Required work >> Each line below needs to be printed again exactly.

Dataset records >>
PR #24, opened 2023-02-03
Fix various issues

### LINKED ISSUE #17: Inconsistent spacing when printing qubits
```python
In [1]: from dwave.gate import Qubit

In [2]: q = Qubit("a")

In [3]: str(q)
Out[3]: '<qubit: a, id:q0px>'
```
note the spacing between `qubit: a` and `id:q0px`.

Also, because labels can be arbitrary hashables, you might consider using `repr()` for the label, to disambiguate between `label=1` and `label='1'`

thisac:
* Check types when adding qubits/bits to a circuit and raise a ``TypeError`` if an incorrect type is passed to the method.
* Rename ``label`` to ``name`` for operations.
* Fix inconsistent spacing in primitive object representations. (#17)
* Fix sequential qubit/bit labelling when adding new registers.
* Update operation representations to use ``repr()`` for hashables. (#17)
* Adds `Circuit.get_bit` method (should've been in #23).
* Formats all files using black/isort (mainly affecting `operation_generation`).
* Ignore `operation_generation.py` in coverage since it's already indirectly tested in the simulator tests.

Fixes #17

### DIFF
--- a/dwave/gate/circuit.py
+++ b/dwave/gate/circuit.py
@@ -20,6 +20,7 @@ operations and instructions for running the circuits on simulators or hardware. 
 """
 
 from __future__ import annotations
+
 import itertools
 
 __all__ = [
@@ -396,7 +397,9 @@ class Circuit:
         qb, cb = len(self.qubits), len(self.bits)
         return f"<{self.__class__.__name__}: qubits={qb}, bits={cb}, ops={len(self.circuit)}>"
 
-    def get_qubit(self, label: str, qreg_label: Optional[str] = None, return_all: bool = False) -> Qubits:
+    def get_qubit(
+        self, label: str, qreg_label: Optional[str] = None, return_all: bool = False
+    ) -> Qubits:
         """Returns the Qubit(s) with a specific label.
 
         Args:
@@ -450,7 +453,9 @@ class Circuit:
 
         raise ValueError(f"Qubit {qubit} not found in any register.")
 
-    def get_bit(self, label: str, creg_label: Optional[str] = None, return_all: bool = False) -> Bits:
+    def get_bit(
+        self, label: str, creg_label: Optional[str] = None, return_all: bool = False
+    ) -> Bits:
         """Returns the Bit(s) with a specific label.
 
         Args:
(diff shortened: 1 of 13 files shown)


dwave/gate/circuit.py
```diff
@@ -355,7 +363,7 @@ def add_qregister(self, num_qubits: int = 0, label: Hashable = None) -> None:
         if label in self._qregisters:
             raise ValueError(f"Quantum register {label} already present in the circuit.")
 
-        data = [Qubit(str(i)) for i in range(num_qubits)]
+        data = [Qubit(str(i)) for i in range(self.num_qubits, self.num_qubits + num_qubits)]
```
arcondello, line 366: `QuantumRegister` only needs an iterable, not a sequence. So probably better to make `data` a generator rather than a list.

arcondello (approved):

dwave/gate/circuit.py
```diff
@@ -61,6 +62,7 @@
     from dwave.gate.operations.base import Operation
 
 Qubits = Union[Qubit, Sequence[Qubit]]
+Bits = Union[Bit, Sequence[Bit]]
```
randomir, line 65: I find this confusing. Imagine `list = element | list`.

You can't say `for bit in bits`, because it will sometimes fail and sometimes work.

thisac: I can definitely see that as confusing. A lot of places take either a (qu)bit or a sequence of (qu)bits, so this made things a bit cleaner, but I get your point. Wouldn't mind either renaming it e.g., `BitOrBits` or just using `Union[Bit, Sequence[Bit]]`, although I personally found this clear enough.

Part of me would have preferred just having either `Bit` _or_ `Sequence[Bit]` accepted, instead of in some cases supporting both. That might actually be the better solution long-term.

randomir: An elegant way would be to use a List monad (or sequence monad) for containing non-determinism of (qu)bit count here. (But that's not really an option in Python)

I guess the second best (for clarity) is to accept element _or_ sequence explicitly (single dispatch / pattern matching?).

But I definitely get the appeal of accepting `Union` and just dealing with it, so that user doesn't have to. I guess that's the "batteries included" approach, which is fine. It's just confusing if you have to deal with such a `Union` result.

PR #25, opened 2023-02-07
Update coverage config

thisac:
Coverage seemingly ignores the `omit` section in `.coveragerc` when running in CI. The issue only occurs when running Pytest via its CLI instead of as a Python module due to the omitted file paths being relative to root. This PR updates the omitted file paths so that they're found even if not run from root.

Note that running `python -m pytest` would have worked had it not been for the imports then using the local package (e.g., the relative import paths) instead of the installed package, thus failing to find certain files that have not been built locally.

### DIFF
--- a/README.rst
+++ b/README.rst
@@ -95,7 +95,7 @@ Tests and coverage can be run using Pytest.
 
 .. code-block:: bash
 
-    pytest tests/ --cov=dwave.gate
+    python -m pytest tests/ --cov=dwave.gate
 
 .. installation-end-marker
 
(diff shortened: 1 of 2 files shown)


README.rst
```diff
@@ -95,7 +95,7 @@ Tests and coverage can be run using Pytest.
 
 .. code-block:: bash
 
-    pytest tests/ --cov=dwave.gate
+    python -m pytest tests/ --cov=dwave.gate
```
thisac, line 98: Changing this so that it uses the same command as in the makefile. This is likelier to run the correct installation of pytest (if the user happens to have several versions), but with the downside (?) of testing the local files rather than the installed package.

PR #365, opened 2018-03-13
Adds submission templates to make sure we are consistent.

timothysc:
I'm a process person, and this will force my hand to write the details. 

This will should hopefully make @liztio and @chuckha happier.


.github/ISSUE_TEMPLATE.md
```diff
@@ -0,0 +1,18 @@
+
+**Is this a BUG REPORT or FEATURE REQUEST?**:
```
timothysc: @liztio we can modify this for RFEs to make them more KEP-esk too.

PR #366, opened 2018-03-13
Consider core dns in the preflight DNS check

pipo02mix:
Since now [coredns](https://github.com/coredns/coredns) it is a real alternative for DNS server in Kubernetes I would like to be able to run sonobuoy without modifying default labels.

### DIFF
--- a/.gitignore
+++ b/.gitignore
@@ -6,3 +6,6 @@
 
 # Development manifest
 examples/dev.yaml
+
+# Unencrypted credentials
+heptio-images-ee4b0474b93e.json
--- a/.travis.yml
+++ b/.travis.yml
@@ -18,19 +18,10 @@ before_install:
 deploy:
 - provider: script
   skip_cleanup: true
-  script: curl -sL https://git.io/goreleaser | bash
+  script: ./travis-deploy.sh
   on:
     repo: heptio/sonobuoy
-    tags: true
-# Push to GCR
-- provider: script
-  script:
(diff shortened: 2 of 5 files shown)


pkg/client/preflight.go
```diff
@@ -54,20 +54,31 @@ const (
 	kubeSystemNamespace = "kube-system"
 	kubeDNSLabelKey     = "k8s-app"
 	kubeDNSLabelValue   = "kube-dns"
+	coreDNSLabelValue   = "coredns"
```
timothysc: What deployment tool is this sets this label?  Kubeadm overloads for the kube-dns label w/coreos.

timothysc: I think we should check kubespray and make a call, I'll try to see if they do the same.

pipo02mix: There is a fresh PR approved for adding coredns to kubespray. There I dont see any overwriting action

https://github.com/kubernetes-incubator/kubespray/pull/2462

timothysc: @pipo02mix - It appears they add `k8s-app : coredns` and that seems like a good addition

timothysc:
@pipo02mix - we use DCO signoff checker on our repos.  Could you amend your commit with `--signoff` 

/cc @liztio for review as you wrote this section

pipo02mix:
I have screwed it up doing the sign-off. For some reason, I could not sign only last two commits. I close this in favor of a [new PR](https://github.com/heptio/sonobuoy/pull/366)

PR #369, opened 2018-03-13
Consider core dns in the preflight DNS check

pipo02mix:
Since now [coredns](https://github.com/coredns/coredns) it is a real alternative for DNS server in Kubernetes I would like to be able to run sonobuoy without modifying default labels. This PR replace #366

Signed-off-by: Fernando Ripoll <pipo02mix@gmail.com>

### DIFF
--- a/pkg/client/preflight.go
+++ b/pkg/client/preflight.go
@@ -54,20 +54,31 @@ const (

Completed exercise >>
PR #24, opened 2023-02-03
Fix various issues

### LINKED ISSUE #17: Inconsistent spacing when printing qubits
```python
In [1]: from dwave.gate import Qubit

In [2]: q = Qubit("a")

In [3]: str(q)
Out[3]: '<qubit: a, id:q0px>'
```
note the spacing between `qubit: a` and `id:q0px`.

Also, because labels can be arbitrary hashables, you might consider using `repr()` for the label, to disambiguate between `label=1` and `label='1'`

thisac:
* Check types when adding qubits/bits to a circuit and raise a ``TypeError`` if an incorrect type is passed to the method.
* Rename ``label`` to ``name`` for operations.
* Fix inconsistent spacing in primitive object representations. (#17)
* Fix sequential qubit/bit labelling when adding new registers.
* Update operation representations to use ``repr()`` for hashables. (#17)
* Adds `Circuit.get_bit` method (should've been in #23).
* Formats all files using black/isort (mainly affecting `operation_generation`).
* Ignore `operation_generation.py` in coverage since it's already indirectly tested in the simulator tests.

Fixes #17

### DIFF
--- a/dwave/gate/circuit.py
+++ b/dwave/gate/circuit.py
@@ -20,6 +20,7 @@ operations and instructions for running the circuits on simulators or hardware. 
 """
 
 from __future__ import annotations
+
 import itertools
 
 __all__ = [
@@ -396,7 +397,9 @@ class Circuit:
         qb, cb = len(self.qubits), len(self.bits)
         return f"<{self.__class__.__name__}: qubits={qb}, bits={cb}, ops={len(self.circuit)}>"
 
-    def get_qubit(self, label: str, qreg_label: Optional[str] = None, return_all: bool = False) -> Qubits:
+    def get_qubit(
+        self, label: str, qreg_label: Optional[str] = None, return_all: bool = False
+    ) -> Qubits:
         """Returns the Qubit(s) with a specific label.
 
         Args:
@@ -450,7 +453,9 @@ class Circuit:
 
         raise ValueError(f"Qubit {qubit} not found in any register.")
 
-    def get_bit(self, label: str, creg_label: Optional[str] = None, return_all: bool = False) -> Bits:
+    def get_bit(
+        self, label: str, creg_label: Optional[str] = None, return_all: bool = False
+    ) -> Bits:
         """Returns the Bit(s) with a specific label.
 
         Args:
(diff shortened: 1 of 13 files shown)


dwave/gate/circuit.py
```diff
@@ -355,7 +363,7 @@ def add_qregister(self, num_qubits: int = 0, label: Hashable = None) -> None:
         if label in self._qregisters:
             raise ValueError(f"Quantum register {label} already present in the circuit.")
 
-        data = [Qubit(str(i)) for i in range(num_qubits)]
+        data = [Qubit(str(i)) for i in range(self.num_qubits, self.num_qubits + num_qubits)]
```
arcondello, line 366: `QuantumRegister` only needs an iterable, not a sequence. So probably better to make `data` a generator rather than a list.

arcondello (approved):

dwave/gate/circuit.py
```diff
@@ -61,6 +62,7 @@
     from dwave.gate.operations.base import Operation
 
 Qubits = Union[Qubit, Sequence[Qubit]]
+Bits = Union[Bit, Sequence[Bit]]
```
randomir, line 65: I find this confusing. Imagine `list = element | list`.

You can't say `for bit in bits`, because it will sometimes fail and sometimes work.

thisac: I can definitely see that as confusing. A lot of places take either a (qu)bit or a sequence of (qu)bits, so this made things a bit cleaner, but I get your point. Wouldn't mind either renaming it e.g., `BitOrBits` or just using `Union[Bit, Sequence[Bit]]`, although I personally found this clear enough.

Part of me would have preferred just having either `Bit` _or_ `Sequence[Bit]` accepted, instead of in some cases supporting both. That might actually be the better solution long-term.

randomir: An elegant way would be to use a List monad (or sequence monad) for containing non-determinism of (qu)bit count here. (But that's not really an option in Python)

I guess the second best (for clarity) is to accept element _or_ sequence explicitly (single dispatch / pattern matching?).

But I definitely get the appeal of accepting `Union` and just dealing with it, so that user doesn't have to. I guess that's the "batteries included" approach, which is fine. It's just confusing if you have to deal with such a `Union` result.

PR #25, opened 2023-02-07
Update coverage config

thisac:
Coverage seemingly ignores the `omit` section in `.coveragerc` when running in CI. The issue only occurs when running Pytest via its CLI instead of as a Python module due to the omitted file paths being relative to root. This PR updates the omitted file paths so that they're found even if not run from root.

Note that running `python -m pytest` would have worked had it not been for the imports then using the local package (e.g., the relative import paths) instead of the installed package, thus failing to find certain files that have not been built locally.

### DIFF
--- a/README.rst
+++ b/README.rst
@@ -95,7 +95,7 @@ Tests and coverage can be run using Pytest.
 
 .. code-block:: bash
 
-    pytest tests/ --cov=dwave.gate
+    python -m pytest tests/ --cov=dwave.gate
 
 .. installation-end-marker
 
(diff shortened: 1 of 2 files shown)


README.rst
```diff
@@ -95,7 +95,7 @@ Tests and coverage can be run using Pytest.
 
 .. code-block:: bash
 
-    pytest tests/ --cov=dwave.gate
+    python -m pytest tests/ --cov=dwave.gate
```
thisac, line 98: Changing this so that it uses the same command as in the makefile. This is likelier to run the correct installation of pytest (if the user happens to have several versions), but with the downside (?) of testing the local files rather than the installed package.

PR #365, opened 2018-03-13
Adds submission templates to make sure we are consistent.

timothysc:
I'm a process person, and this will force my hand to write the details. 

This will should hopefully make @liztio and @chuckha happier.


.github/ISSUE_TEMPLATE.md
```diff
@@ -0,0 +1,18 @@
+
+**Is this a BUG REPORT or FEATURE REQUEST?**:
```
timothysc: @liztio we can modify this for RFEs to make them more KEP-esk too.

PR #366, opened 2018-03-13
Consider core dns in the preflight DNS check

pipo02mix:
Since now [coredns](https://github.com/coredns/coredns) it is a real alternative for DNS server in Kubernetes I would like to be able to run sonobuoy without modifying default labels.

### DIFF
--- a/.gitignore
+++ b/.gitignore
@@ -6,3 +6,6 @@
 
 # Development manifest
 examples/dev.yaml
+
+# Unencrypted credentials
+heptio-images-ee4b0474b93e.json
--- a/.travis.yml
+++ b/.travis.yml
@@ -18,19 +18,10 @@ before_install:
 deploy:
 - provider: script
   skip_cleanup: true
-  script: curl -sL https://git.io/goreleaser | bash
+  script: ./travis-deploy.sh
   on:
     repo: heptio/sonobuoy
-    tags: true
-# Push to GCR
-- provider: script
-  script:
(diff shortened: 2 of 5 files shown)


pkg/client/preflight.go
```diff
@@ -54,20 +54,31 @@ const (
 	kubeSystemNamespace = "kube-system"
 	kubeDNSLabelKey     = "k8s-app"
 	kubeDNSLabelValue   = "kube-dns"
+	coreDNSLabelValue   = "coredns"
```
timothysc: What deployment tool is this sets this label?  Kubeadm overloads for the kube-dns label w/coreos.

timothysc: I think we should check kubespray and make a call, I'll try to see if they do the same.

pipo02mix: There is a fresh PR approved for adding coredns to kubespray. There I dont see any overwriting action

https://github.com/kubernetes-incubator/kubespray/pull/2462

timothysc: @pipo02mix - It appears they add `k8s-app : coredns` and that seems like a good addition

timothysc:
@pipo02mix - we use DCO signoff checker on our repos.  Could you amend your commit with `--signoff` 

/cc @liztio for review as you wrote this section

pipo02mix:
I have screwed it up doing the sign-off. For some reason, I could not sign only last two commits. I close this in favor of a [new PR](https://github.com/heptio/sonobuoy/pull/366)

PR #369, opened 2018-03-13
Consider core dns in the preflight DNS check

pipo02mix:
Since now [coredns](https://github.com/coredns/coredns) it is a real alternative for DNS server in Kubernetes I would like to be able to run sonobuoy without modifying default labels. This PR replace #366

Signed-off-by: Fernando Ripoll <pipo02mix@gmail.com>

### DIFF
--- a/pkg/client/preflight.go
+++ b/pkg/client/preflight.go
@@ -54,20 +54,31 @@ const (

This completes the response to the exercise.